父親拉致の報告を聞いて駆け付けた伊達政宗。畠山義継は、伊達輝宗に日本刀を突き付けて逃亡を図りますが、伊達輝宗は伊達政宗に「私ごと撃て!」と叫んだため、伊達政宗は総攻撃を仕掛け、伊達輝宗は亡くなります。これに伴い、義姫は四十路前に未亡人になったことから、髪を下ろして「保春院」(ほしゅんいん)と名乗りました。
夫亡きあとも義姫は戦場に駆け付けたり、47歳のときには突然伊達家から家出し、実家の最上家に戻ったりもしています。義姫の晩年のことですが、最上家は徳川家康が天下を取り、兄の最上義光が亡くなったことで、御家騒動が起こり御家取り潰しとなってしまいました。
そのことで、義姫はようやく伊達家へ戻り、最後は伊達政宗の建てた「仙台城」(現在の宮城県仙台市)にて、76歳でこの世を去りました。

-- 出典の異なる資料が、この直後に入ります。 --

PR #1706, opened 2020-05-27
Allow Basic URDF Export

### LINKED ISSUE #1603: Missing Device Fields Required for Automatic ROSification

lukicdarkoo:
**Description**
According to the discussion, we should rather convert the node structure to URDF and publish transforms through `robot_state_publisher`. Therefore, this PR aims to allow export of stripped URDF version for `robot_state_publisher`. Extended, but still stripped version will be allowed later for RViz visualization.

URDF + `robot_state_publisher` vs publishing TF messages directly:
- Having URDF is much more flexible:
  - can be used to publish TF messages with `robot_state_publisher`,
  - can be used to visualize in RViz2,
  - can be used with MoveIt,
  - transfer to real-robot is much faster (just copy-paste generated URDF file),
  - part of maintenance (e.g. `robot_state_publisher`) is done by ROS community and
  - it makes the implementation of TF messages easier for ROS1 (just publish joint states)
- Publishing TF messages directly is faster and simpler to use:
  - no overhead caused by `robot_state_publisher` (mostly caused by exchanging the messages),
  - no need to start another process `robot_state_publisher`.

**Related Issues**
Closes #1603. Replaces #1610

**Tasks**
- [x] Determine what part of URDF `<link />` is relevant. (A) None, only joints are relevant for transformations. `<link />` should just exist as placeholders.
- [x] Determine mappings from Webots joints to URDF `<joint />`. (A) `WbHinge` --> `<joint type="continious" />`, `WbSlider` --> `<joint type="prismatic" />` and link-to-link --> `<joint type="fixed" />`.
- [x] Create converter for joints:
  - [x] link-to-link --> `<joint type="fixed" />` (only where needed)
  - [x] `WbHinge` --> `<joint type="continious" />`
  - [x] `WbSlider` --> `<joint type="prismatic" />`
- [x] The tree is currently huge, we don't need everything, ignore irrelevant nodes:
  - [x] Children of the last node that has `name` parameter (this may be bad later for exporting bounding objects)
  - [x] Physics
  - [x] Squash all, non-device, solid-to-solid nodes under the same `<link />`
- [x] Add API support
  - [x] C
  - [x] C++
  - [x] Python
  - [x] Java
  - [x] MATLAB (not tested)
  - [x] ROS
  - [x] Other
- [x] Documentation (https://cyberbotics.com/doc/reference/robot?version=feature-urdf-export&tab-language=c#wb_robot_get_urdf)
- [x] Unit tests
- [x] Improve URDF formatting
  - [x] Avoid new lines when unnecessary
  - [x] Fix NULL artifacts in URDF file
- [x] Verify why adding a tool to UR5 crashes the simulation 
- [x] Test with a few models
  - [x] E-Puck (because it has hinge joints without limits)
  - [x] E-Puck + ROS2 
  - [x] UR5e (because it has hinge joints with limits)
  - [x] UR5e + ROS2 
  - [x] Tiago++ (because it has slider joint)
  - [x] UR5e + tool (to test if slot is handled properly)
  - [x] UR5e + tool + ROS2 

**Additional context**
Useful commands:
```
./webots --minimize > /tmp/test.xml
check_urdf /tmp/test.xml
urdf_to_graphiz /tmp/test.xml
ros2 run robot_state_publisher robot_state_publisher /tmp/test.xml
```
(`/tmp/test.xml` is URDF file, `.xml` extension is temporary to benefit from the syntax highlighters)


lukicdarkoo:
URDF output is valid (although not properly formatted):
```
$ check_urdf /tmp/test.xml
robot name is: e-puck
---------- Successfully Parsed XML ---------------
root Link: base_link has 34 child(ren)
    child(1):  group_322
        child(1):  transform_323
...
```
so we can generate URDF graphs:
```
$ urdf_to_graphiz /tmp/test.xml
Created file e-puck.gv
Created file e-puck.pdf
```

If we start `robot_state_publisher` with file:
```
$ ros2 run robot_state_publisher robot_state_publisher /tmp/test.xml
Parsing robot urdf xml string.
Link group_322 had 2 children
Link transform_323 had 1 children
...
```
and run RViz2 we get:
image
(positions of e-puck's distance sensors)

Currently, only fixed transforms work fine. It is aware of joints, but I have to fix origins, and I have to make a relation between joint and it's built-in PositionSensor.

DavidMansolino:
Well done, this looks very promising!

lukicdarkoo:
Peek 2020-06-01 21-16
It works now with joints as well!

src/lib/Controller/api/messages.h
```diff
@@ -46,6 +46,7 @@
 #define C_SUPERVISOR_MOVIE_STATUS 166
 
 // ctr <-> sim
+#define C_ROBOT_URDF 108
```
DavidMansolino, line 49: This should be moved right after `C_ROBOT_SET_JOYSTICK_FORCE_AXIS`.

src/webots/Makefile
```diff
@@ -33,7 +33,7 @@ WB_MATHS_INCLUDE         = $(QT_CORE_INCLUDE)
 WB_CORE_INCLUDE          = $(QT_CORE_INCLUDE) $(QT_NETWORK_INCLUDE) $(QT_GUI_INCLUDE) $(LUA_INCLUDE) -Iexternal/compilation_timestamp
 WB_UTIL_INCLUDE          = $(QT_CORE_INCLUDE) $(ODE_INCLUDE) -Icore
 WB_WREN_INCLUDE          = $(QT_CORE_INCLUDE) $(QT_GUI_INCLUDE) $(QT_OPENGL_INCLUDE) $(WREN_INCLUDE) $(GLU_INCLUDE) -Icore -Imaths -Ivrml -Iutil
-WB_VRML_INCLUDE          = $(QT_CORE_INCLUDE) -Icore -Imaths -Ivrml
+WB_VRML_INCLUDE          = $(QT_CORE_INCLUDE) -Icore -Imaths -Ivrml -Inodes -Iode -Inodes/utils
```
DavidMansolino, line 36: I know this is very tempting, but should be avoided as much as possible, we try to avoid introducing dependencies on high-level modules for low-level modules.
Most of the time this can be avoided using the signal-slot mechanism or inheritance.

src/webots/nodes/WbJoint.cpp
```diff
@@ -292,3 +292,34 @@ void WbJoint::updateJointAxisRepresentation() {
...
+  if (positionSensor() && positionSensor()->findSFString("name"))
+    return positionSensor()->findSFString("name")->value();
+  return WbBaseNode::urdfName();
+}
+
+void WbJoint::writeExport(WbVrmlWriter &writer) const {
+  if (writer.isUrdf() && solidEndPoint()) {
+    WbNode *parentRoot = findUrdfLinkRoot();
+    WbVector3 translation = solidEndPoint()->translationFrom(parentRoot);
+    WbVector3 rotationEuler = solidEndPoint()->rotationMatrixFrom(parentRoot).toEulerAngles();
```
DavidMansolino, line 306: This deserves a few const.

src/webots/nodes/WbJoint.cpp
```diff
@@ -292,3 +292,34 @@ void WbJoint::updateJointAxisRepresentation() {
...
+    writer << QString("    <child link=\"%1\"/>\n").arg(solidEndPoint()->urdfName());
+    writer << QString("    <axis xyz=\"%1 %2 %3\"/>\n").arg((int)axis().x()).arg((int)axis().y()).arg((int)axis().z());
+    writer << QString("    <origin xyz=\"%1 %2 %3\" rpy=\"%4 %5 %6\" />\n")
+                .arg(translation.x())
+                .arg(translation.y())
+                .arg(translation.z())
+                .arg(rotationEuler.x())
+                .arg(rotationEuler.y())
+                .arg(rotationEuler.z());
+    writer << QString("  </joint>\n");
```
DavidMansolino, line 319: Instead of manually adding spaces to indent, the `WbVrmlWriter` has these two functions:
```
void increaseIndent()
void decreaseIndent()
```

src/webots/nodes/WbRobot.cpp
```diff
@@ -54,6 +54,7 @@
 #include <QtCore/QStringList>
 #include <QtCore/QTimer>
 
+#include <iostream>
```
DavidMansolino, line 57: I assume this is for debugging?

src/webots/nodes/WbRobot.cpp
```diff
@@ -1127,6 +1132,23 @@ void WbRobot::writeAnswer(QDataStream &stream) {
...
     mSupervisorUtilities->writeAnswer(stream);
+
+  if (mNeedToWriteUrdf) {
+    stream << (short unsigned int)0;
+    stream << (unsigned char)C_ROBOT_URDF;
+
+    QString urdfContent;
+    WbVrmlWriter writer(&urdfContent, modelName() + ".urdf");
+
+    writer.writeHeader(this->findSFString("name")->value());
```
DavidMansolino, line 1143:
```suggestion
    writer.writeHeader(name());
```

src/webots/nodes/WbTransform.cpp
```diff
@@ -406,3 +406,39 @@ QStringList WbTransform::fieldsToSynchronizeWithX3D() const {
...
+
+WbVector3 WbTransform::translationFrom(WbNode *fromNode) const {
+  const WbNode *parentNode = parent();
+  const WbNode *childNode = this;
+  WbVector3 translationResult;
+
+  while (parentNode != fromNode) {
+    WbVector3 translation;
+    if (dynamic_cast<const WbTransform *>(childNode))
+      translation = static_cast<const WbTransform *>(childNode)->translation();
```
DavidMansolino, line 418:
```suggestion
    const WbTransform *transform = dynamic_cast<const WbTransform *>(childNode);
    if (transform)
      translation = transform->translation();
```

src/webots/nodes/WbTransform.cpp
```diff
@@ -406,3 +406,39 @@ QStringList WbTransform::fieldsToSynchronizeWithX3D() const {
...
+    translationResult += translation;
+
+    childNode = parentNode;
+    parentNode = parentNode->parent();
```
DavidMansolino, line 422: The `WbNodeUtilities::findUpperTransform(const WbNode *node)` function might simplify this function.

src/webots/nodes/WbTransform.cpp
```diff
@@ -406,3 +406,39 @@ QStringList WbTransform::fieldsToSynchronizeWithX3D() const {
...
+  }
+
+  return translationResult;
+}
+
+WbMatrix3 WbTransform::rotationMatrixFrom(WbNode *fromNode) const {
```
DavidMansolino, line 428: Same comment than for translation.

src/webots/vrml/WbNode.cpp
```diff
@@ -972,13 +977,45 @@ void WbNode::writeParameters(WbVrmlWriter &writer) const {
     parameter->write(writer);
 }
 
+bool WbNode::isUrdfLinkRoot() const {
+  if (findSFString("name") || dynamic_cast<WbBasicJoint *>(parent()))
+    return true;
+  return false;
+}
```
DavidMansolino, line 984: Here for example to avoid having to include WbBasicJoint you can make this function virtual and return false.
Then in WbMatter and  WbBasicJoint you make it returns true.

src/webots/vrml/WbNode.cpp
```diff
@@ -1060,9 +1097,42 @@ QStringList WbNode::listTextureFiles() const {
...
+      gUrdfNodesQueue.append(this);
+      return true;
+    }
+
+    writer << "    <visual name=\"" << urdfName() << "\">\n";
+    writer << "       <geometry>\n";
+    writer << "         <box size=\"0.01 0.01 0.01\"/>\n";
+    writer << "       </geometry>\n";
+    writer << "    </visual>\n";
+    return false;
```
DavidMansolino, line 1134: same comment about increase/decrease indent.

src/webots/vrml/WbNode.cpp
```diff
@@ -1080,34 +1150,64 @@ bool WbNode::exportNodeHeader(WbVrmlWriter &writer) const {
 }
 
 void WbNode::exportNodeFields(WbVrmlWriter &writer) const {
-  foreach (WbField *field, fields())
-    if (!field->isDeprecated() && ((field->isVrml() || writer.isProto()) && field->singleType() != WB_SF_NODE))
-      field->write(writer);
+  if (!writer.isUrdf())
+    foreach (WbField *field, fields())
+      if (!field->isDeprecated() && ((field->isVrml() || writer.isProto()) && field->singleType() != WB_SF_NODE))
+        field->write(writer);
```
DavidMansolino, line 1156: Only the last inner level doesn't require brackets: https://github.com/cyberbotics/webots/wiki/CPP-Coding-Style#cs360-single-if-while-or-for-statement-must-be-written-without-brackets-the-statement-part-should-be-put-on-a-separate-line-in-case-of-nested-block-keep-brackets

src/webots/vrml/WbNode.cpp
```diff
@@ -1080,34 +1150,64 @@ bool WbNode::exportNodeHeader(WbVrmlWriter &writer) const {
...
+    if (!field->isDeprecated() &&
+        ((field->isVrml() || writer.isProto() || writer.isUrdf()) && field->singleType() == WB_SF_NODE)) {
       const WbSFNode *const node = dynamic_cast<WbSFNode *>(field->value());
-      if (node == NULL || node->value() == NULL || node->value()->shallExport() || writer.isProto()) {
-        if (writer.isX3d())
+      if (node == NULL || node->value() == NULL || node->value()->shallExport() || writer.isProto() || writer.isUrdf()) {
+        if (writer.isX3d() || writer.isUrdf()) {
           field->value()->write(writer);
-        else
+        } else
```
DavidMansolino, line 1167: These brackets are not mandatory.

lukicdarkoo:
> As discussed yesterday, here is a first high level review (some comments are not so high at all, it's just details I say while reading the code).
> 
> Globally it looks very good, the only 'design' issue I saw is the changes to the makefile (see comment).
> 
> I also tested it and it seems to work very well. I am just wondering if we should really name the root link `base_link` in all cases (isn't this going to cause conflicts when we use more than one robot?). But this is probably the norm in ROS.

Thanks for the review! I will try to avoid modifying the Makefile. I wanted to avoid it in the beginning, but it was indeed very tempting.

Regarding the `base_link`. I have been working on the integration of `.get_urdf()` to `webots_ros2` and there `robot_state_publisher` should also be able to work with multiple robots. I will try to utilise namespaces for that. If not, we can root link name as the parameter to `.get_urdf()`.

lukicdarkoo:
It seems there is no good solution for multiple robots. The namespaces put all topics, node names etc, under the namespace, but transforms are excluded.

Before, 'tf_prefix' used to exist, but now it is deprecated:
http://wiki.ros.org/tf2/Migration#Removal_of_support_for_tf_prefix

There is an explanation here on how to solve the issue:
https://github.com/ros2/robot_state_publisher/issues/35#issuecomment-538544615
but it involves creating another node which would republish transforms to root `/tf`

In general, it seems it is not simple as adding a prefix to the transforms. However, for our examples, we can simply allow users to add a prefix to all transforms. Therefore, it would be something like  `robot.getUrdf('my_prefix')` and `robot_state_publisher` would publish proper transforms.

DavidMansolino:
> In general, it seems it is not simple as adding a prefix to the transforms. However, for our examples, we can simply allow users to add a prefix to all transforms. Therefore, it would be something like robot.getUrdf('my_prefix') and robot_state_publisher would publish proper transforms.

That seems like a good solution, adding a prefix (empty by default) sounds good.

src/webots/nodes/WbTransform.cpp
lukicdarkoo: Nice, it works!

src/webots/nodes/WbJoint.cpp
lukicdarkoo: It is a bit messy now, but I guess it is easier to extend and change indentation size

src/webots/nodes/WbRobot.cpp
lukicdarkoo: It was, forgot to delete, I discovered `QTextStream(stdout) <<` is much better for most of the cases.

src/webots/nodes/WbJoint.cpp
DavidMansolino: Yes indeed, using the increaseIndent/decreaseIndent adds more lines, but is is simpler for the long term maintenance and avoid having to count exactly the number of space for each line.

src/webots/vrml/WbNode.cpp
lukicdarkoo: I put it in `WbBaseNode`, I think it is more general this way.

lukicdarkoo:
Peek 2020-06-09 16-08
Tiago++ demo (linear motors also work)

DavidMansolino:
:eyes:

src/webots/vrml/WbNode.hpp
```diff
@@ -308,9 +310,16 @@ class WbNode : public QObject {
   virtual void exportNodeSubNodes(WbVrmlWriter &writer) const;
   virtual void exportNodeFooter(WbVrmlWriter &writer) const;
 
+  WbNode *findUrdfLinkRoot() const;
+  virtual bool isUrdfLinkRoot() const;
```
DavidMansolino, line 314:
```suggestion
  WbNode *findUrdfRootLink() const;
  virtual bool isUrdfRootLink() const;
```

tests/api/controllers/robot_urdf/robot_urdf.c
```diff
@@ -0,0 +1,38 @@
...
+
+  // Write URDF to file
+  FILE *f;
+  f = fopen("robot.urdf", "w");
+  const char *urdf = wb_robot_get_urdf("");
+  fprintf(f, "%s", urdf);
+  fclose(f);
+
+  // Save output of `check_urdf` to file
+  int urdf_check_status = system("check_urdf robot.urdf > result.txt");
```
DavidMansolino, line 24: This is dangerous as it has to be installed separately.
I would rather make this part of the test optional (only if this command is available), and add a second test that compares the result of the export with a know version (committed as an urdf file for example).

src/webots/nodes/WbBaseNode.cpp
```diff
@@ -235,28 +236,70 @@ bool WbBaseNode::isInvisibleNode() const {
...
+      writer
+        << QString(" docUrl=\'%1/doc/%2/%3\'").arg(WbStandardPaths::cyberboticsUrl()).arg(bookAndPage[0]).arg(bookAndPage[1]);
+
+    if (isUseNode() && defNode()) {  // export referred DEF node id
+      writer << " USE=\'n" + QString::number(defNode()->uniqueId()) + "\'></" + x3dName() + ">";
+      return true;
+    }
+  } else {
     return WbNode::exportNodeHeader(writer);
+  }
```
DavidMansolino, line 260: Useless brackets.

src/webots/vrml/WbNode.cpp
```diff
@@ -972,13 +974,43 @@ void WbNode::writeParameters(WbVrmlWriter &writer) const {
...
 }
 
+bool WbNode::isUrdfLinkRoot() const {
+  return findSFString("name") ? true : false;
+}
+
+WbNode *WbNode::findUrdfLinkRoot() const {
+  WbNode *parentRoot = parent();
+  while (!parentRoot->isUrdfLinkRoot())
+    parentRoot = parentRoot->parent();
```
DavidMansolino, line 984: That looks dangerous, for example, if you call `Transform::findUrdfLinkRoot` you will end up in an infinite loop.
We should add an exit condition (and return NULL in that case).

src/webots/vrml/WbNode.cpp
```diff
@@ -972,13 +974,43 @@ void WbNode::writeParameters(WbVrmlWriter &writer) const {
...
+
 void WbNode::write(WbVrmlWriter &writer) const {
   if (uniqueId() == -1) {
     if (nodeModelName() == "Plane" || nodeModelName() == "Capsule") {
       WbNodeFactory::instance()->exportAsVrml(this, writer);
       return;
     }
   }
+  if (writer.isUrdf()) {
+    if (gUrdfCurrentNode != this && nodeModelName().contains("Joint") && !gUrdfNodesQueue.contains(this)) {
```
DavidMansolino, line 996: > nodeModelName().contains("Joint")

That looks dangerous (if for example in the future we add a new join who doesn't contain the 'Joint' keyword, we might miss it here without noticing it). But I don't see any better solution :-/

src/webots/vrml/WbNode.cpp
```diff
@@ -1060,9 +1092,58 @@ QStringList WbNode::listTextureFiles() const {
   return list;
 }
 
+const QString WbNode::urdfName() const {
+  QString name;
+  if (this->findSFString("name")) {
```
DavidMansolino, line 1097:
```suggestion
  if (isUrdfLinkRoot()) {
```

src/webots/vrml/WbNode.cpp
```diff
@@ -1080,28 +1161,39 @@ bool WbNode::exportNodeHeader(WbVrmlWriter &writer) const {
...
 void WbNode::exportNodeFields(WbVrmlWriter &writer) const {
-  foreach (WbField *field, fields())
-    if (!field->isDeprecated() && ((field->isVrml() || writer.isProto()) && field->singleType() != WB_SF_NODE))
-      field->write(writer);
+  if (!writer.isUrdf()) {
+    foreach (WbField *field, fields()) {
+      if (!field->isDeprecated() && ((field->isVrml() || writer.isProto()) && field->singleType() != WB_SF_NODE))
+        field->write(writer);
+    }
+  }
```
DavidMansolino, line 1169:
```suggestion
  if (writer.isUrdf())
    return;

  foreach (WbField *field, fields()) {
    if (!field->isDeprecated() && ((field->isVrml() || writer.isProto()) && field->singleType() != WB_SF_NODE))
      field->write(writer);
  }
```

We tend to use return as soon as possible instead of encapsulating everything in a condition.

projects/default/controllers/ros/Ros.cpp
```diff
@@ -477,6 +479,12 @@ bool Ros::getModelCallback(webots_ros::get_string::Request &req, webots_ros::get
   return true;
 }
 
+bool Ros::getUrdfCallback(webots_ros::get_string::Request &req, webots_ros::get_string::Response &res) {
```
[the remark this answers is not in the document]
lukicdarkoo: From some reason, I considered prefix non-important, but we can definitely add new .srv for that

src/webots/nodes/WbBaseNode.cpp
```diff
@@ -235,28 +236,70 @@ bool WbBaseNode::isInvisibleNode() const {
...
+  return QString();
+}
+
 bool WbBaseNode::exportNodeHeader(WbVrmlWriter &writer) const {
-  if (!writer.isX3d())
+  if (writer.isX3d()) {
+    writer << "<" << x3dName() << " id=\'n" << QString::number(uniqueId()) << "\'";
+    if (isInvisibleNode())
+      writer << " render=\'false\'";
+    QStringList bookAndPage = documentationBookAndPage(WbNodeUtilities::isRobotTypeName(nodeModelName()));
```
stefaniapedrazzi, line 249: Sorry but I don't understand the changes in this function.
It seems that only this line (and the following) is changed in the whole function.
But then why did you also change the if block structure if it behaves exactly like before?

This is really subjective topic, but I find that previous version returning immediately in case of `!writer.isX3d()` is more readable than having to search for the else block.

src/webots/nodes/WbBaseNode.cpp
```diff
@@ -235,28 +236,70 @@ bool WbBaseNode::isInvisibleNode() const {
   return WbWorld::instance()->viewpoint()->getInvisibleNodes().contains(const_cast<WbBaseNode *>(this));
 }
 
+QString WbBaseNode::documentationUrl() const {
+  // TODO: Hotfix, undefined method
+  return QString();
+}
```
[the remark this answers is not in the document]
lukicdarkoo: I pulled this from `develop`, it didn't want to compile, so I have just defined it. I am not sure what to do with this since it is not related to this PR

docs/reference/robot.md
```diff
@@ -1964,6 +1964,95 @@ Users unfamiliar with the mutex concept may wish to consult a reference on multi
...
+There are certain rules that are followed to create an efficient output.
+Webots nodes are squashed into a single URDF link node whenever is possible to simplify the exported robot model.
+In case you want Webots node to be shown as a separate URDF link it is enough to define `name` field.
+URDF links inherit `name` field from Webots node except when there is no `name` field defined or there are two or more Webots nodes with the name.
+URDF joints are named after position sensor in the corresponding Webots joints.
+
+
+
+> **note** Exported URDF is not complete. 
+Currently, the generated URDF consists of a minimal number of elements to be used with [`robot_state_publisher`](http://wiki.ros.org/robot_state_publisher). [RViz](http://wiki.ros.org/rviz) will show only small boxes in places where the links are located.
```
DavidMansolino, line 2052: We should mention that visual geometries are exported in any case as boxes.

src/webots/nodes/WbBaseNode.cpp
lukicdarkoo: You are right, there was no reason for me to change this function. I think that I added introduced changes at some point related to URDF, reverted back but I wasn't aware I made unnecessary changes in comparison to `develop` branch.

tests/api/controllers/robot_urdf/robot_urdf.c
lukicdarkoo: It supposed to come with ROS installation which is installed for the ROS tests.

I understand, but it is a bit tricky as flexibility compromised. Robot model might change (which we can solve by creating a custom robot model just for this purpose) and making a slight change like changing naming convention or adding more detailed visual elements will cause the test to fail.

Ideally, we should parse the exported URDF and than verify different aspects individually, but that is a lot of work (already done by `check_urdf`).

DavidMansolino: I agree, the solution I proposed will need update each time we change the exporter, but it will at least detect cases where we change it not on purpose.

母子で久々の再会を果たしたとき、2人が贈りあった歌があります。
母は息子の成長を喜び「双葉より植えた小松も、大きく伸びた」と詠み、息子である伊達政宗は「ずっと会いたいと思っていた母と会えました、どうか長生きしますように」という意味の返歌をしたのです。
義姫は当時の姫から見ると、自分の意志を持ち、行動する常識はずれな姫ではありますが、実家や婚家、そして息子を守るために、じっと耐えることができなかったとも言えます。鬼母や男勝りと不評の多い義姫は、人一倍愛情深い女性だったのです。